Authorgraph No.211: Holly Webb
Plenty of publishing people have become authors. But few have made the transition quite as successfully as Holly Webb. August 2015 sees the publication of The Truffle Mouse, her 100th book. Appropriately enough it comes from Scholastic, not only the publisher of her first book, but also her former employer. Webb is now so popular and prolific that one event organiser even paid her the ultimate in back-handed compliments. ‘She said to me: “We didn’t think you were real. We thought you were like Daisy Meadows”.’
Webb describes her first book as a ‘fluke’, but it was more a case of boldly making the most of being in the right place at the right time. While a junior editor at Scholastic, she was discussing with colleagues how to fill a hole in the publishing programme which had opened up after girl friendship series, Glitter Girls had come to an end. ‘We were just sitting around, throwing out ideas and I came up with the idea of triplet sisters who looked alike but who were very different on the inside. I was supposed to go away and flesh out the concept, and then we were going to talk to an author about whether it was a series they would like to be involved in. Except that by the time I’d thought of a few plots and characters, and given the characters names, and then named their pets, I realised that actually I didn’t want anyone else to do it.’
So mainly by sitting on the floor of packed trains and writing on her daily commute from Reading into London, Webb got stuck in. Once she had finished book one however, she was too embarrassed to present it face-to-face to her then boss Jane Harris. ‘So I left a print-out on her desk with a note’. The rest is children’s book publishing history. Harris liked what Webb had written, and so The Triplets series became rightfully hers. The first book was published in January 2004, whilst Webb was on maternity leave following the birth of the first of her three sons in December 2003. ‘I remember sitting at the kitchen table typing into the laptop I bought with my advance money, whilst rocking his car seat with my foot.’
Just like one of the triplet characters she created, Webb describes herself as a chronically shy, animal loving child. She grew up in Norwood, South London in a tall Victorian house where she was often to be found reading on one of its staircases. ‘The house was full of books, and I was really lucky in that I was pretty much allowed to read any of them’. The Narnia series was a particular favourite, along with The Secret Garden and A Little Princess. Webb’s father, Brian Webb was – and is still – a graphic designer, specialising in book cover design. ‘So there were always a lot of very beautiful books in our house too.’
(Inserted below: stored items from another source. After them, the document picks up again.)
PR #337, opened 2022-12-19
december update for MultiversX

schimih:
December update for MultiversX.


jubos:
Manually merged this one into the multiversX toml file.  Thank you for all of these repos!

PR #963, opened 2023-01-09
Tagmanager url fragment fix

giliomeejg:
##### Description

react-gtm4 isn't going to work, as it bypasses tagmanager and works directly with Google Analytics.  We're trying to avoid this so that the tagmanager admin has more flexibility to tweak tags and triggers without programmatic intervention.


packages/grant-explorer/src/tagmanager.ts
```diff
@@ -1,7 +1,13 @@
-import ReactGA from "react-ga4";
+import TagManager from "react-gtm-module";
```
thelostone-mc, line 2: Don't we need to reinstall package

vacekj (approved):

There were regular trips to the library, and Webb hatched an early ambition to be a librarian. ‘I thought that librarians got to sit and read books book all day which sounded fantastic.’ Her favourite subjects at school were Latin and Ancient Greek, which led her eventually to a degree in Classics at Cambridge. ‘In the first year of secondary school we did a subject called Classical Studies, which consisted of Mrs King telling us stories. And it was fantastic, I loved it.’ After Cambridge, Webb did an MA in Art History at the Courtauld Institute in London and flirted with the idea of working at Christie’s or Sotheby’s. But by this time she was already working in the editorial department at Scholastic, after going there on work experience. ‘I loved being there, and working with authors was really exciting.’ Her colleagues at that time included Liz Cross and Kirsty Stansfield, as well as Jane Harris. ‘That’s really how I’ve ended up with several different publishers, and a diverse range of fiction because all the people I worked with at Scholastic gradually moved on elsewhere, and I carried on working with all of them.’
Webb returned to work full-time for a while after the birth of her son, but quickly realised that the costs of child-minding and commuting made it uneconomic. So she worked from home, and had soon written the first of her animal series for the Stripes list. ‘The idea for the first story, Lost in the Snow was suggested to me: they wanted it to be a wintry story, so the kitten became lost in the snow. At that time, we thought we might do four books featuring a puppy, a rabbit, a chick or maybe a duckling. It wasn’t ever conceived as the long-running series it is now.’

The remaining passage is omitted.